---------- DATA FOR ANALYSIS ----------
PR #934, opened 2024-02-15
Remove `strum` and `strum_macros` dependencies

muzarski:

## Motivation
`strum` and `strum_macros` are unstable crates and their usages need to be removed from the public API to stabilize it.

These crates are responsible for generating `FromStr` implementations for the types.

## Changes
Replaced `strum` usages for `NativeType` and `ColumnKind` types with our own implementations of `FromStr`.

## Pre-review checklist


piodul:
The semver checks job silently failed here for the reason described here: https://github.com/scylladb/scylla-rust-driver/issues/936. It looks like `/dev/tty` very recently stopped being available in our job runner's environment.

PR #935, opened 2024-02-15
Remove `histogram::Histogram` from public API

muzarski:

## Motivation
`histogram` is an unstable crate and the types introduced by this crate need to be removed from our public API. The only type being used is `histogram::Histogram`.

It's exposed publicly via `MetricsError::Poison`. However, the `MetricsError::Poison` value is never constructed since we always unwrap the `PoisonError` when trying to acquire the lock.

## Changes
Removed `MetricsError::Poison` and refactored `MetricsError` to be a struct holding an error cause (`&'static str` returned from the `histogram::Histogram` API).

## Pre-review checklist

### DIFF
--- a/scylla/src/transport/metrics.rs
+++ b/scylla/src/transport/metrics.rs
@@ -1,30 +1,23 @@
 use histogram::Histogram;
 use std::sync::atomic::{AtomicU64, Ordering};
-use std::sync::{Arc, Mutex, MutexGuard, PoisonError};
+use std::sync::{Arc, Mutex};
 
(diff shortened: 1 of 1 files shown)


piodul (approved):

piodul:
Curious, this was quite an obvious breaking change (removal of an enum variant in a public struct) but the semver checks job didn't report anything.

piodul:
Something went wrong when running the check:

image

Not sure what went wrong, but the CI job with the semver check should fail and not pass. I'll create an issue about that.

In any case, this is not a blocker for merge.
----------
▸ REQUIRED WORK
Among the lines above, repeat exactly those from the line with "types with our" to the line with "-1,30 +1,23 @@", counting both ends.

▸ TASK ANSWER
Replaced `strum` usages for `NativeType` and `ColumnKind` types with our own implementations of `FromStr`.

## Pre-review checklist


piodul:
The semver checks job silently failed here for the reason described here: https://github.com/scylladb/scylla-rust-driver/issues/936. It looks like `/dev/tty` very recently stopped being available in our job runner's environment.

PR #935, opened 2024-02-15
Remove `histogram::Histogram` from public API

muzarski:

## Motivation
`histogram` is an unstable crate and the types introduced by this crate need to be removed from our public API. The only type being used is `histogram::Histogram`.

It's exposed publicly via `MetricsError::Poison`. However, the `MetricsError::Poison` value is never constructed since we always unwrap the `PoisonError` when trying to acquire the lock.

## Changes
Removed `MetricsError::Poison` and refactored `MetricsError` to be a struct holding an error cause (`&'static str` returned from the `histogram::Histogram` API).

## Pre-review checklist

### DIFF
--- a/scylla/src/transport/metrics.rs
+++ b/scylla/src/transport/metrics.rs
@@ -1,30 +1,23 @@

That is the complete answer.